An emerging treatment for prostate cancer is offering a gentler way for patients. It’s about reducing, even eliminating, what can be significant symptoms for men who have their prostate removed or radiated. Local doctors have spent a decade honing a less-invasive technique and it is welcome news for men who may avoid treatment due to potentially debilitating side effects.

Tony Romano says he’s living one of the best chapters of his life.

“I have three grandsons so spend a lot of time with them,” he said.

Time with family is even more precious after the retired English teacher’s 2021 prostate cancer diagnosis. 

“The PSA numbers kept going higher so when they got to about nine, I opted to have my prostate removed entirely,” he said. “But there were some complications so in the middle of the surgery they had to stop.”

The plot twist meant prolonged problems.

“I was having some problems, voiding which is a polite way of saying peeing,” he said.

But ultimately led him down a different treatment path.

“I didn’t know about focal therapy at that point,” he said.

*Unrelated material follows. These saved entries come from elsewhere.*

Issue #2207, opened 2020-05-08
Data Quality admin page only reports the first error message when multiple errors are detected


lainsworth8801:
### Expected Behavior
Data quality admin page should alert users of all existing errors if multiple errors are detected.

### Actual Behavior
It only reports message of the first error detected.

### Steps to Reproduce
Select any rule, change severity to 'valid' without applying a label and hit save changes -> page prompts 'must apply label' error message;
Without correcting the first label error, create or change a rule that include/exclude an empty string, now hit save;
Error message still shows 'must apply label' only.

### Instance Information
<img width="1187" alt="Screen Shot 2020-05-08 at 11 56 45 AM" src="https://user-images.githubusercontent.com/49968203/81434251-1c208e80-9123-11ea-9411-6f214f04a5ba.png">

Link: #2202 

Multiple error displayed when "save changes" button is clicked once after all errors have been generated. "Save changed" in between errors without clearing them will only report the first one.

RDmitchell:
instance: dev1
SHA: 38fb067
Org: LBNL Test 200

Seems to be checking for multiple errors, even before saving
![image](https://user-images.githubusercontent.com/6314950/94735831-2df80d80-0320-11eb-9677-ad641f24014f.png)

Also on save, detected multiple errors
![image](https://user-images.githubusercontent.com/6314950/94736105-8fb87780-0320-11eb-95cf-895a6520bdfb.png)

PR #2236, opened 2020-05-28
2202 deleted dq rules

adrian-lara:
DQ Rules could inadvertently be deleted. See tagged issue for more details.

#### What's this PR do?
Cherry-pick changes from 2.7.0-patch1.
- Performs validity checks on incoming DQ Rule updates _before_ the teardown and rebuild of DQ Rules (a pattern that is slated to be removed).
- Skips over DQ Rules that could not be recreated instead of stopping the recreation process entirely.

Try to save a Rule as Must Contain or Must Not Contain while keeping the text field blank. See that nothing gets saved, and we get the same 400 we got from before. Refresh the page and see that nothing was lost either.

#2202

### DIFF
--- a/seed/views/data_quality.py
+++ b/seed/views/data_quality.py
@@ -8,6 +8,7 @@
 import csv
 
 from celery.utils.log import get_task_logger
+from django.db import transaction
 from django.http import JsonResponse, HttpResponse
 from rest_framework import viewsets, serializers, status
 from rest_framework.decorators import action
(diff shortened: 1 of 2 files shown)


seed/views/data_quality.py
```diff
@@ -405,29 +428,27 @@ def save_data_quality_rules(self, request, pk=None):
...
-                    'status': 'error',
-                    'message': e,
-                }, status=status.HTTP_400_BAD_REQUEST)
-
-        return self.data_quality_rules(request)
+            with transaction.atomic():
+                try:
+                    dq.add_rule(rule)
+                except Exception as e:
+                    error_messages.add('Rule could not be recreated: ' + str(e))
```
lainsworth8801, line 441: Verified:
Screen Shot 2020-06-01 at 5 19 50 PM

adrian-lara:
> On the UI front it still shows just the first error captured:
> Screen Shot 2020-06-02 at 8 38 00 PM
> 
> There might be some additional changes required in menu_controller.js to show all errors on the admin page.

I can get the multiple error messages, though it shows up in one line (vs the intended multiple lines). 
Screen Shot 2020-06-03 at 5 42 46 PM

There does seem to be an issue with throwing errors on subsequent "Save Changes". The text doesn't seem to update at all on the 2nd+ save attempt unless you refresh the page first. I'm not sure if the `$emit('app_error')` pattern was meant for this type of error handling. Either way, I think we'll eventually want to transition away from using that pattern and possibly use Notifications, but that effort isn't in scope here.

Given the primary goal of this PR is to temporarily address the inadvertently deleted DQ Rules, we snowballed a little when included handling multiple errors on the frontend, so I'd like to avoid snowballing this PR anymore. 

Let me know what you think.

lainsworth8801:
@adrian-lara I think it makes sense. Let’s at least keep #2207 open for tracking purpose?

lainsworth8801:
Yes I was able to see both errors with saving changes once. Like you said, consistently saving changes in between errors only display the first error. I will update #2207 with this info thanks!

Urologic oncologist Dr Sri Vourganti has been working on gentler prostate cancer techniques for a decade.

“We really believe there is a new, responsible way of doing it,” he said. “When you remove a prostate or irradiate it or anything that can impact cancer, it can really impact both your urinary quality of life and your sexual quality of life no matter how careful we are.”

What’s called “focal urology” aims to eliminate or greatly reduce the side effects. Advancements in imaging drive the science.

“We have MRIs. We have new pics we use and we have specialized biopsy techniques where it tracks our needle in real time,” Vourganti said.

Vourganti likens the approach to a lumpectomy for breast cancer patients. He showed us how it works in the Rush Hospital simulation lab.

Instead of removing the entire gland, probes target a single lesion and emit electricity to destroy only the cancerous cells in the prostate.

“We use very high voltage electricity to overwhelm the cell’s ability to maintain its cell wall. It pokes tiny little holes in the cell’s wall and it dies,” Vourganti said. “The best candidate has exactly one lesion and they have cancer that is not low risk and not high risk, but an intermediate risk and it’s just in that area.”

“It seemed too good to be true,” Romano said. “It was a single treatment. I’d go home with a catheter for about three or four days. There were no complications no side effects and I got my life back.”

In Romano case, a recent biopsy and bloodwork checked out. The 66-year-old got the all clear. A recent study noted an 89 percent rate of freedom from cancer six to nine months post treatment.

“Huge relief off my shoulders to be cancer free and not have any side effects,” Romano said.

If patients have a recurrence down the road, they can repeat the focal procedure.